The user agent of the browser with which I had the problem was: Mozilla/5.0 (X11; Fedora; Linux x86_64; rv:55.0) Gecko/20100101 Firefox/55.0
OS: Unspecified → Linux
Hardware: Unspecified → x86_64
As far as I am aware this has been a long standing problem and isn't a regression - I've had it in many previous versions of Firefox.
Component: Untriaged → Networking
Product: Firefox → Core
Hi there, I have same problem on OS X. Let's describe it in my words. If already connected to any network, Firefox will be able to retrieve data. If switching the VPN / or disable it, while firefox is still open, Firefox stales and seems unable to retrieve any page data. Chrome however can. (It maybe due to changing DNS-Server issues. Maybe chrome uses a better mechanism for DNS handling, because of advertising issues, to increase hits on any circumstances, while firefox seems to cache the DNS-Server entries?)

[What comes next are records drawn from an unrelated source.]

PR #1327, opened 2024-09-05
Use new create studio flow

dhing1024:
Uses new create studio interface


nwang92 (approved):

mikedickey (approved):

mikedickey:
Just a note that this currently only works when in "Test Mode" because it requires jacktrip.com changes that haven't rolled out quite yet. We'll need to re-test after those changes are published to prod.

PR #1328, opened 2024-09-05
VS Mode improved error handling for login screen

mikedickey:
Assuming that DNS errors are caused by Internet connection offline and added special handling for that case


mikedickey:
Screenshot 2024-09-05 at 11 53 45 AM

nwang92 (approved):

PR #601, opened 2018-09-16
Meta improvements

Siilwyn:
While working on https://github.com/cssnano/cssnano/pull/580 I was struggling with the setup of this project. Made some small changes to hopefully make contributing a bit easier.

- running tests cause a lot of warnings in the console littering the test output, I first thought I did something wrong, setting `from` in the utils prevents this for most tests.
- got huge diffs from the frameworks, quickly found the `buildFrameworks` script but couldn't get it to run with `node`. After troubleshooting I found out `babel-node` should be used, putting it into a npm task/script clarifies this.
- I don't have `yarn` installed so wanting to install with `npm` I changed the client option in `lerna.json` however it still used `yarn`, removed this double option definition for easier switching.

### DIFF
--- a/package.json
+++ b/package.json
@@ -5,7 +5,7 @@
     "all-contributors": "all-contributors add",
     "lint": "eslint --ignore-path .gitignore packages/**/src util",
     "fixlint": "eslint --fix --ignore-path .gitignore packages/**/src util",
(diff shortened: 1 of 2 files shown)


evilebottnawi:
Thanks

I use Firefox 56.0 (64-Bit on OS X)
@Daniel do you know if Gecko flush the DNS cache when enabling/disabling VPN?
Flags: needinfo?(daniel)
Firefox will flush the DNS cache when it detects a "network change", which is basically when network interfaces come and go or if they change addresses. Adding, changing or removing a VPN would cause one of those things and should thus have made Firefox flush the DNS cache and the other things it does for network changes. The description here makes it sound to me as if the network change that the starting of the VPN should cause wasn't detected by Firefox. Tim, as I read this, you get this problem when you start Firefox and then the VPN. If you do it in the other order, ie first start the VPN and then Firefox, I presume it works properly then? Also, if you enable HTTP logging [*](and include the 'nsNotifyAddr' module) before the VPN is started and then start the VPN, it will be interesting to know if Firefox properly register that as a network change or not. [*] = https://developer.mozilla.org/en-US/docs/Mozilla/Debugging/HTTP_logging
Flags: needinfo?(daniel) → needinfo?(tnmurphy)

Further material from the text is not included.